Oleksandr Muzychuk

Personal information
- Full name: Oleksandr Ihorovych Muzychuk
- Date of birth: 1 October 1994 (age 31)
- Place of birth: Truskavets, Ukraine
- Position: Midfielder

Senior career*
- Years: Team / Apps / (Gls)
- 2011–2013: Nistru Otaci / 35 / (1)
- 2013: Zbruch Volochysk / 12 / (0)
- 2013–2014: Costuleni / 31 / (1)
- 2016: Podillya Khmelnytskyi / 4 / (1)
- 2016: FC Ukraine United
- 2016–2020: Podillya Khmelnytskyi / 56 / (13)
- 2017–2018: →Kolos Kovalivka (loan) / 3 / (0)
- 2019–2020: Polissya Zhytomyr / 0 / (0)
- 2020: Nyva Terebovlia
- 2020–2021: SV Fortuna Trebendorf

= Oleksandr Muzychuk =

Ukrainian footballer

Oleksandr Muzychuk (born January 10, 1994) is a Ukrainian former footballer who played as a midfielder.

== Club career ==

=== Early career ===
Muzychuk began his youth training as a pupil with Podillya Khmelnytskyi. In 2011, he joined the professional ranks by playing abroad in the Moldovan National Division with Nistru Otaci for two seasons. He returned to his native country in 2013 to play with Zbruch Volochysk in the Ukrainian Football Amateur League. After a season in Ukraine, he returned to the Moldovan top-tier league to play for Costuleni. Following his second stint in Moldova, he returned to his former club academy Podillya Khmelnytskyi in 2016 to compete in Ukraine's national amateur circuit.

=== Canada ===
Muzychuk spent the summer of 2016 abroad in the Canadian Soccer League with Ukraine United.
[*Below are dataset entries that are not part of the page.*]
PR #4556, opened 2017-08-11
Add File Coverage to coverage data

JamesWTruher:
It is now possible to see the coverage based on the file and then format
the data so a report generator is not needed. You can map the files from
one location to another, so if you have a copy of the repo, but in a different
location, you can still format the output in a way so it may be studied

Also, help is available for Format-FileCoverage!


JamesWTruher:
the test failures seem to be flaky tests

TravisEz13:
I've triggered AppVeyor to run again

test/tools/OpenCover/OpenCover.psm1
```diff
@@ -40,6 +40,172 @@ function Get-ClassCoverageData([xml.xmlelement]$element)
...
+   0800 -                 catch (System.ServiceProcess.TimeoutException) // still waiting
+   0801 -                 {
+   0802 -                     if (serviceController.Status != pendingStatus
+   ...
+#>
+function Format-FileCoverage
+{
+    param ( 
+        [Parameter(Position=0,Mandatory=$true,ValueFromPipeline=$true)]$FileCoverageData, 
+        [Parameter()][string]$oldBase = "",
```
adityapatwardhan: Should be have a default value for this?

test/tools/OpenCover/OpenCover.psm1
```diff
@@ -40,6 +40,172 @@ function Get-ClassCoverageData([xml.xmlelement]$element)
...
+   0801 -                 {
+   0802 -                     if (serviceController.Status != pendingStatus
+   ...
+#>
+function Format-FileCoverage
+{
+    param ( 
+        [Parameter(Position=0,Mandatory=$true,ValueFromPipeline=$true)]$FileCoverageData, 
+        [Parameter()][string]$oldBase = "", 
+        [Parameter()][string]$newBase = "",
```
adityapatwardhan: Maybe use git to find project root for the default value?

test/tools/OpenCover/OpenCover.psm1
```diff
@@ -40,6 +40,172 @@ function Get-ClassCoverageData([xml.xmlelement]$element)
...
+{
+    param ( 
+        [Parameter(Position=0,Mandatory=$true,ValueFromPipeline=$true)]$FileCoverageData, 
+        [Parameter()][string]$oldBase = "", 
+        [Parameter()][string]$newBase = "", 
+        [Parameter()][string]$filter = ".*" 
+    )
+
+    $files = @($fileCoverageData.Keys) | Where-Object { $_ -match $filter }
+    write-verbose -verbose $files
```
adityapatwardhan: Do we always want a verbose message or a Write-Host -Fore Yellow?

adityapatwardhan (changes requested):

test/tools/OpenCover/OpenCover.psm1
JamesWTruher: under most circumstances (for example, when running on the system where the data was collected), it's not needed at all, so I don't want to do any substitution. By setting it to default of "" and "" (for old and new) no substitution takes place and everything works as expected.

test/tools/OpenCover/OpenCover.psm1
JamesWTruher: see above - generally don't want to change the path, but sometimes I do. setting this to "" makes it work nearly all the time, but when I'm working on my mac which has different path structure, I can still look at the coverage data. In this case I may not be in a repo at all.

test/tools/OpenCover/OpenCover.psm1
JamesWTruher: probably not - removed

JamesWTruher:
@adityapatwardhan updated and pushed

TravisEz13:
restarted appveyor due to a myget failure

test/tools/OpenCover/OpenCover.psm1
adityapatwardhan: There is precedence here with Invoke-OpenCover, we try to find powershell root directory and build path.

test/tools/OpenCover/OpenCover.psm1
adityapatwardhan: See above about precedence in Invoke-OpenCover.

test/tools/OpenCover/OpenCover.psm1
JamesWTruher: I believe it's the wrong thing to do. This may be used completely outside of a repo unlike invoke-opencover. consider the scenario inspecting coverage on a remote machine where the paths are not the same as what is in the file. so I can say `-oldbase f:/github/blah -newwbase \\system\share\blah` If you're on the system where you collected the data, you don't to substitute anything, doing a replacement is unneeded.

adityapatwardhan: Closed.

test/tools/OpenCover/OpenCover.psm1
adityapatwardhan: Closed.

adityapatwardhan (approved):
LGTM

adityapatwardhan:
@TravisEz13 would you be having a look at this?

TravisEz13 (approved):

test/tools/OpenCover/OpenCover.psm1
```diff
@@ -134,7 +299,8 @@ function Get-CoverageData($xmlPath)
         CoverageLogFile = $xmlPath
         CoverageSummary = (Get-CoverageSummary -element $CoverageXml.CoverageSession.Summary)
         Assembly = $assemblies
-    }
+        FileCoverage = Get-FileCoverageData $CoverageXml
+        }
```
daxian-dbw: Can you please fix this indentation?

JamesWTruher: certainly - commit amended and pushed

adityapatwardhan: @daxian-dbw Can you take a quick look?

daxian-dbw: Thanks. #Closed

daxian-dbw (approved):

Issue #4542, opened 2017-08-10
Using Copy-Item from Linux (Ubuntu 16.04.2) To Windows (2016 Server Core)


dnataraj:
I'm wondering, since SSH remoting from Linux to Windows is available in some form now, if it will be possible eventually to copy files from Linux to Windows.

I've got the remoting to work very nicely following this excellent guide https://github.com/PowerShell/PowerShell/tree/master/demos/SSHRemoting

Steps to reproduce
------------------

```powershell
$session = New-PSSession -HostName remotewinservercore2016.azure.com -UserName foo

Copy-Item -Path ./foo.text -Destination C:\users\foo\ -Verbose -ToSession $session

```

Expected behavior
-----------------

```none

```

Actual behavior
---------------

```none
Copy-Item : Unable to load DLL 'api-ms-win-core-file-l1-2-2.dll': The specified module or one of its dependencies could not be found.
(Exception from HRESULT: 0x8007007E)
At line:1 char:1
+ Copy-Item -Path ./Downloads/com.cer -Destination C:\users\op ...
+ ~~~~~~~~~~~~~~~~~~~~~~~~~~~~~~~~~~~~~~~~~~~~~~~~~~~~~~~~~~~~~~~~~~~~~
    + CategoryInfo          : NotSpecified: (:) [Copy-Item], DllNotFoundException
    + FullyQualifiedErrorId : System.DllNotFoundException,Microsoft.PowerShell.Commands.CopyItemCommand
```

Environment data
----------------

```powershell
> $PSVersionTable

Name                           Value                                                                                                                                                      
----                           -----                                                                                                                                                      
PSVersion                      6.0.0-beta                                                                                                                                                 
PSEdition                      Core                                                                                                                                                       
GitCommitId                    v6.0.0-beta.5                                                                                                                                              
OS                             Linux 4.4.0-89-generic #112-Ubuntu SMP Mon Jul 31 19:38:41 UTC 2017                                                                                        
Platform                       Unix                                                                                                                                                       
PSCompatibleVersions           {1.0, 2.0, 3.0, 4.0...}                                                                                                                                    
PSRemotingProtocolVersion      2.3                                                                                                                                                        
SerializationVersion           1.1.0.1                                                                                                                                                    
WSManStackVersion              3.0           

```

dnataraj:
Actually, it appears that the file is actually transferred! (I didn't realize this at first, sorry). But the error still occurs.

iSazonov:
[...]

PR #4567, opened 2017-08-14
Remove alternate file stream code from non-Windows

SteveL-MSFT:
AlternateStreams support relies on pinvoke to win32 apis which don't work

on non-Windows and produces errors about not loading a dll in the case of copy-item

Fix https://github.com/PowerShell/PowerShell/issues/4542

### DIFF
--- a/src/Microsoft.PowerShell.Commands.Utility/commands/utility/UnblockFile.cs
+++ b/src/Microsoft.PowerShell.Commands.Utility/commands/utility/UnblockFile.cs
@@ -14,6 +14,7 @@ using System.Management.Automation.Internal;
 
 #endregion
 
+#if !UNIX
 namespace Microsoft.PowerShell.Commands
 {
     /// <summary>Removes the Zone.Identifier stream from a file.</summary>
@@ -162,3 +163,4 @@ namespace Microsoft.PowerShell.Commands
         }
     }
 }
+#endif
--- a/src/Microsoft.PowerShell.Commands.Utility/commands/utility/UnblockFile.cs
+++ b/src/Microsoft.PowerShell.Commands.Utility/commands/utility/UnblockFile.cs
@@ -1,3 +1,4 @@
+#if !UNIX
 /********************************************************************++
 Copyright (c) Microsoft Corporation.  All rights reserved.
 --********************************************************************/
@@ -14,7 +15,6 @@ using System.Management.Automation.Internal;
 
 #endregion
 
-#if !UNIX
 namespace Microsoft.PowerShell.Commands
 {
     /// <summary>Removes the Zone.Identifier stream from a file.</summary>
--- a/src/System.Management.Automation/engine/Modules/ImportModuleCommand.cs
+++ b/src/System.Management.Automation/engine/Modules/ImportModuleCommand.cs
@@ -1304,7 +1304,9 @@ namespace Microsoft.PowerShell.Commands
                     fullPath,
                     file.RawFileData);
 
+#if !UNIX
                 AlternateDataStreamUtilities.SetZoneOfOrigin(fullPath, SecurityZone.Intranet);
+#endif
             }
 
             return relativePathsToCreatedFiles;
--- a/src/System.Management.Automation/namespaces/FileSystemContentStream.cs
+++ b/src/System.Management.Automation/namespaces/FileSystemContentStream.cs
@@ -843,7 +843,9 @@ namespace Microsoft.PowerShell.Commands
             {
                 if (!String.IsNullOrEmpty(streamName))
                 {
+#if !UNIX
                     _stream = AlternateDataStreamUtilities.CreateFileStream(filePath, streamName, fileMode, fileAccess, fileShare);
+#endif
                 }
                 else
                 {
@@ -854,7 +856,9 @@ namespace Microsoft.PowerShell.Commands
             {
                 if (!String.IsNullOrEmpty(streamName))
                 {
+#if !UNIX
                     _stream = AlternateDataStreamUtilities.CreateFileStream(filePath, streamName, fileMode, requestedAccess, fileShare);
+#endif
                 }
                 else
                 {
--- a/src/System.Management.Automation/namespaces/FileSystemContentStream.cs
+++ b/src/System.Management.Automation/namespaces/FileSystemContentStream.cs
@@ -845,6 +845,8 @@ namespace Microsoft.PowerShell.Commands
                 {
 #if !UNIX
                     _stream = AlternateDataStreamUtilities.CreateFileStream(filePath, streamName, fileMode, fileAccess, fileShare);
+#else
+                    throw new PlatformNotSupportedException();
 #endif
                 }
                 else
@@ -858,6 +860,8 @@ namespace Microsoft.PowerShell.Commands
                 {
 #if !UNIX
                     _stream = AlternateDataStreamUtilities.CreateFileStream(filePath, streamName, fileMode, requestedAccess, fileShare);
+#else
+                    throw new PlatformNotSupportedException();
 #endif
                 }
                 else
--- a/src/System.Management.Automation/namespaces/FileSystemContentStream.cs
+++ b/src/System.Management.Automation/namespaces/FileSystemContentStream.cs
@@ -841,30 +841,26 @@ namespace Microsoft.PowerShell.Commands
 
             try
             {
+#if !UNIX
                 if (!String.IsNullOrEmpty(streamName))
                 {
-#if !UNIX
                     _stream = AlternateDataStreamUtilities.CreateFileStream(filePath, streamName, fileMode, fileAccess, fileShare);
-#else
-                    throw new PlatformNotSupportedException();
-#endif
                 }
                 else
+#endif
                 {
                     _stream = new FileStream(filePath, fileMode, fileAccess, fileShare);
                 }
             }
             catch (IOException)
             {
+#if !UNIX
                 if (!String.IsNullOrEmpty(streamName))
                 {
-#if !UNIX
                     _stream = AlternateDataStreamUtilities.CreateFileStream(filePath, streamName, fileMode, requestedAccess, fileShare);
-#else
-                    throw new PlatformNotSupportedException();
-#endif
                 }
                 else
+#endif
                 {
                     _stream = new FileStream(filePath, fileMode, requestedAccess, fileShare);
                 }
--- a/src/System.Management.Automation/namespaces/FileSystemProvider.cs
+++ b/src/System.Management.Automation/namespaces/FileSystemProvider.cs
@@ -1046,6 +1046,7 @@ namespace Microsoft.PowerShell.Commands
             path = NormalizePath(path);
             path = EnsureDriveIsRooted(path);
 
+#if !UNIX
             // Remove alternate data stream references
             // See if they've used the inline stream syntax. They have more than one colon.
             int firstColon = path.IndexOf(':');
@@ -1054,6 +1055,7 @@ namespace Microsoft.PowerShell.Commands
             {
                 path = path.Substring(0, secondColon);
             }
+#endif
 
             //Make sure the path is either drive rooted or UNC Path
             if (!IsAbsolutePath(path) && !IsUNCPath(path))
@@ -4686,9 +4688,9 @@ namespace Microsoft.PowerShell.Commands
 
             bool result = CopyFileStreamToRemoteSession(file, remoteFilePath, ps, false, null);
 
+#if !UNIX
             bool targetSupportsAlternateStreams = RemoteTargetSupportsAlternateStreams(ps, remoteFilePath);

In his debut season in the Canadian circuit, he helped the club secure a playoff berth by finishing second in the league's first division. He contributed a goal against the Brantford Galaxy in the opening round of the playoffs that advanced the Ukrainians to the next round. Their playoff campaign would conclude in the next round after a defeat by the Serbian White Eagles.

=== Ukraine ===
Following his Canadian stint, he returned to his former club Podillya Khmelnytskyi in the Ukrainian Second League. In his debut season in the Ukrainian third division, he played in 12 matches and recorded 3 goals. After the season's conclusion, his contract was extended for another three years. In his second year with Podillya, he was loaned to Kolos Kovalivka in the Ukrainian First League. Muzychuk returned to Podillya the following season after making a total of 4 appearances for Kolos.

After three years with Podillya in the professional ranks, he left the club to secure a deal with Polissya Zhytomyr. In 2020, he returned to the amateur level to play with Nyva Terebovlia.

=== Germany ===
Muzychuk played in the regional German level with SV Fortuna Trebendorf in 2021.